Jean veut dire : Dieu fait grâce, Dieu est miséricordieux. Les disciples qui suivent Jean Baptiste le prennent pour le Messie. Jean se présente comme le précurseur, celui qui vient avant le Messie. Jean prépare, ouvre la route au Messie à venir et il le fait en donnant le baptême de pénitence. Il est couvert d’une peau de mouton, et se contente de manger des sauterelles. Il n’est pas difficile.

La Saint-Jean... se fête depuis longtemps dans beaucoup de pays. Elle fête le 24 juin... comme la naissance de Jésus est le 25 décembre, aux solstices d’été et d’hiver. Aux solstices d’été les jours diminuent, à ceux de l’hiver les jours allongent. Il faut que Jean baptiste ouvre la voie à Jésus la Lumière du monde. Il faut que Jean-Baptiste s’efface et que Jésus Lumière du monde croisse.

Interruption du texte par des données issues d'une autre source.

PR #2862, opened 2022-02-16
Fix additional dependencies

Warl0ck73:
Fix additional dependencies to the simulation target for windows

### DIFF
--- a/cocotb/share/makefiles/Makefile.inc
+++ b/cocotb/share/makefiles/Makefile.inc
@@ -93,21 +93,13 @@ COCOTB_HDL_TIMEPRECISION ?= 1ps
 
 export COCOTB_RESULTS_FILE
 
-ifeq ($(OS), Msys)
-    # Depend on all Python from the cocotb package. This triggers a
-    # recompilation of the simulation if cocotb is updated.
-    CUSTOM_SIM_DEPS += $(shell dir $(COCOTB_PY_DIR)/cocotb/*.py -b)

Ce fut d’abord une fête païenne et agricole... Le soir de la Saint-Jean ça se fête par un feu, les feux de la Saint-Jean. Les européens ont importé cette fête païenne en Amérique... et les canadiens français en ont fait la fête du Québec Français. Certains en ont fait la fête nationale...

Jean Baptiste a été aussi une sorte de messie, précurseur qui, comme Jésus, devait libérer les juifs de la présence des romains... ce fut une fête politique, comme on a voulu en faire une fête politique au Québec.

Nous avons un nom. Nos parents y ont mis des attentes, des projets, un idéal. Savons-nous ce qu’ils attendent, attendaient de nous ? Quand, au travail, dans la rue et on nous appelle par notre nom, quelles sont nos réactions?

Baptisés, on nous a demandé notre nom, on nous a appelés par notre nom, on nous a fait fils/filles du Père, frères et sœurs de Jésus, on nous a oints de l’Esprit, qu’est-ce que ça change dans notre vie, qu’elles sont les attentes, les missions qui nous sont confiées? Que sommes-nous, que sommes appelés à devenir? Sommes-nous ce que nous avons à être? Bonne St Jean-Baptiste, bonne fête nationale!